PR #648, opened 2020-09-15
Use separate namespace only for dashboards

aiyengar2:
This commit renames `grafana-dashboards` to `cattle-dashboards` and deprecates the `grafana-datasources` namespace in favor of the normal release namespace.

It also fixes the RBAC stuff noted in https://github.com/rancher/rancher/issues/29013 and moves the RBAC stuff out to the overlay/ folder since it is self-contained.

Related Issue: https://github.com/rancher/rancher/issues/28887, https://github.com/rancher/rancher/issues/29013

Pending merge:
- [x] Rebase to new upstream at Kube-prometheus (https://github.com/rancher/charts/pull/641)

* [Aim of the exercise]: Everything from the first line of the records above through the line containing "This commit renames" should be restated word for word; leave out all other lines.

* [Solved exercise]:
PR #648, opened 2020-09-15
Use separate namespace only for dashboards

aiyengar2:
This commit renames `grafana-dashboards` to `cattle-dashboards` and deprecates the `grafana-datasources` namespace in favor of the normal release namespace.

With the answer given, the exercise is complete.